Reconciliation of Net Income to EBITDA

 

     Three months ended      Nine months ended  
     September 30, 2016      September 30, 2016  
     (Unaudited)      (Unaudited)  

Net Income attributable to Tsakos Energy Navigation Limited

     2,010         43,849   

Depreciation and amortization

     28,639         81,682   

Interest Expense

     9,845         25,804   
  

 

 

    

 

 

 

EBITDA

   $ 40,494       $ 151,335   
  

 

 

    

 

 

 

The Company reports its financial results in accordance with U.S. generally accepted accounting principles (GAAP). However, management believes that certain non-GAAP measures used within the financial community may provide users of this financial information additional meaningful comparisons between the performance of Shipping Companies. Management also uses these non-GAAP financial measures in making financial, operating and planning decisions and in evaluating the Company’s performance. We are using the following Non-GAAP measures:

(i) TCE which represents voyage revenues less voyage expenses divided by the number of operating days.

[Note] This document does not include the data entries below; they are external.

PR #941, opened 2022-11-30
Fix screen rotation issues with action handling in payment components

OscarSpruit:
## Description
Steps to reproduce:
1. Open card implementation example
2. Enter credit card details to open native 3ds2 flow
3. Rotate device
4. Complete 3ds2 flow
5. 💥

The issue was that Kotlin's `merge(flows)` function doesn't keep state and the flows in question that are merged are `StateFlow`s. When (re)subscribing to the merged flow, the last values from the `StateFlow`s were emitted again. With `mergeStateFlows` and `mergeViewFlows` added in this PR, it is possible to merge multiple flows into a `StateFlow`. `mergeViewFlows` is tailored to our special needs

## Checklist 

COAND-660

### DIFF
--- a/ui-core/src/main/java/com/adyen/checkout/components/extensions/FlowExtensions.kt
+++ b/ui-core/src/main/java/com/adyen/checkout/components/extensions/FlowExtensions.kt
@@ -1,0 +1,34 @@
+/*
+ * Copyright (c) 2022 Adyen N.V.
+ *
+ * This file is open source and available under the MIT license. See the LICENSE file for more info.
+ *
+ * Created by oscars on 30/11/2022.
+ */
+
+package com.adyen.checkout.components.extensions
+
+import androidx.annotation.RestrictTo
+import com.adyen.checkout.components.flow.mergeStateFlows
+import com.adyen.checkout.components.ui.view.ComponentViewType
+import kotlinx.coroutines.CoroutineScope
+import kotlinx.coroutines.flow.Flow
+import kotlinx.coroutines.flow.SharingStarted
+import kotlinx.coroutines.flow.StateFlow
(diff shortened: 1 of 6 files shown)


ui-core/src/main/java/com/adyen/checkout/components/extensions/FlowExtensions.kt
```diff
@@ -0,0 +1,34 @@
...
+import com.adyen.checkout.components.flow.mergeStateFlows
+import com.adyen.checkout.components.ui.view.ComponentViewType
+import kotlinx.coroutines.CoroutineScope
+import kotlinx.coroutines.flow.Flow
+import kotlinx.coroutines.flow.SharingStarted
+import kotlinx.coroutines.flow.StateFlow
+import kotlinx.coroutines.flow.drop
+
+@RestrictTo(RestrictTo.Scope.LIBRARY_GROUP)
+fun mergeViewFlows(
```
jreij, line 21: Not very important but is there any way we can have useful tests for this?

OscarSpruit: Some cases are testable, but I'm not sure if we can simulate screen rotation somehow. Let me see what we can do

OscarSpruit: I was only able to test the `drop` part and emitting of values

jreij: That's good enough I think 🙏

jreij (approved):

(ii) Vessel overhead costs are General & Administrative expenses, which also include Management fees, Stock compensation expense and Management incentive award.

(iii) Operating expenses per ship per day which exclude Management fees, General & Administrative expenses, Stock compensation expense and Management incentive award.

(iv) EBITDA. See above for reconciliation to net income.

Non-GAAP financial measures should be viewed in addition to and not as an alternative for, the Company’s reported results prepared in accordance with GAAP.

The Company does not incur corporation tax.